Poi proseguì: «Se la Fede fa credere, la Speranza fa sperare, la Carità fa amare. Se la Fede è luce e serve di vista all'anima, la Speranza, che è l'alimento della Fede, somministra all'anima il coraggio, la pace, la perseveranza e tutto il resto. La Carità, che è la sostanza di questa luce e di questo alimento, è come quell'unguento dolcissimo e odorosissimo che penetrando dappertutto, lenisce, raddolcisce le pene della vita. La Carità rende dolce il patire e fa giungere anche a desiderarlo. L'anima che possiede la Carità spande odore dappertutto, le sue opere, fatte tutte per amore, danno un odore graditissimo, e qual'è questo odore? È l'odore di Dio stesso. Le altre virtù rendono l'anima solitaria e quasi rustica con le creature; la Carità invece, essendo sostanza che unisce, unisce i cuori, ma dove? In Dio. La Carità essendo unguento odorosissimo si spande dappertutto e con tutti. La Carità fa soffrire con gioia i più spietati tormenti, e giunge a non saper stare senza il patire, e quando se ne vede priva dice al suo Sposo Gesù: - Sostenetemi coi frutti, qual'è il patire, perché languisco d'amore, e dove altro posso mostrarti il mio amore (se non) che nel patire per Te? -. La Carità brucia, consuma tutte le altre cose, ed anche le stesse virtù, e converte tutte in sé. Insomma, è qual regina che vuol regnare dappertutto, e che non vuol cederla a nessuno.

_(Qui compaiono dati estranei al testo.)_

Issue #5610, opened 2026-07-06
[FEATURE] Define a schema-conflict and mismatched-data handling policy for multi-index queries


dai-chen:
**Is your feature request related to a problem?**

Querying across multiple indices (e.g. a wildcard index pattern like `source=logs-*`) has no consistent policy for handling two related but distinct problems:

1. **Schema-merge-time conflicts**: the same field name has genuinely incompatible mapping types across backing indices (e.g. `object` in some, scalar `text` in others). `MergeRuleHelper` currently resolves conflicts via an ordered rule chain:
    - `DeepMergeRule` only merges struct-vs-struct sub-properties.
    - `TextKeywordConflictRule` only resolves scalar-vs-scalar (text/keyword) conflicts.
    - Any other mismatch falls through to `LatestRule`, which silently picks whichever backing index's mapping was processed last, with no validation, error or coercion.
2. **Execution-time mismatched data**: even once a unified schema is settled on, an individual document's actual value can still fail to match the declared type for that field — not because the document is malformed, but because it came from a differently-mapped index (e.g. dynamic mapping drift across backing indices, or one index legitimately storing the field as a plain string while another stores it as a nested object). `OpenSearchExprValueFactory` blindly casts each document's raw value to the declared type with no defensive handling, so a document from a mismatched-mapping shard throws:
```
java.lang.ClassCastException: class java.lang.String cannot be cast to class java.util.Map
  at org.opensearch.sql.opensearch.data.utils.ObjectContent.map(ObjectContent.java:81)
  at org.opensearch.sql.opensearch.data.value.OpenSearchExprValueFactory.parseStruct(OpenSearchExprValueFactory.java:376)
  at org.opensearch.sql.opensearch.data.value.OpenSearchExprValueFactory.parse(OpenSearchExprValueFactory.java:218)
  at org.opensearch.sql.opensearch.data.value.OpenSearchExprValueFactory.construct(OpenSearchExprValueFactory.java:189)
  at org.opensearch.sql.opensearch.response.OpenSearchResponse.lambda$handleAggregationResponse$2(OpenSearchResponse.java:263)
  at org.opensearch.sql.opensearch.storage.scan.OpenSearchIndexEnumerator.moveNext(OpenSearchIndexEnumerator.java:139)
```

**What solution would you like?**

[...]

PR #5657, opened 2026-07-27
Add an opt-in partial-result mode for aggregations on text/keyword mapping conflicts

ahkcs:
### Description

On the Calcite PPL path, an aggregation grouped on a field that is mapped **`keyword` in some indices of a wildcard pattern and `text` in others** cannot use native pushdown. The multi-index type merge collapses the field to `text`-without-`.keyword`, which has no doc values, so the aggregation runs as a per-document `_source` script over **every document** — correct, but a full-index scan that is orders of magnitude slower on a wide pattern.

La più grande disgrazia è il non patire
Chi può dire quello che rimase dietro questo parlare di Gesù? Dico solo che si accese in me tale brama di patire, non solo brama, ma mi sento in me come un'infusione, come una cosa naturale, tanto che per me ritengo che la più grande disgrazia è il non patire.
Dopo ciò, quella mattina, Gesù per disporre il mio cuore maggiormente, parlò sull'annientamento di me stessa; disse pure sul desiderio grandissimo che dovevo eccitarmi per dispormi a ricevere la grazia. mi diceva che il desiderio supplisce ai mancamenti ed imperfezioni che ci possono essere nell'anima, è come un ammanto che copre tutto. Ma questo non era un parlare semplicemente, era un infondere in me ciò che diceva.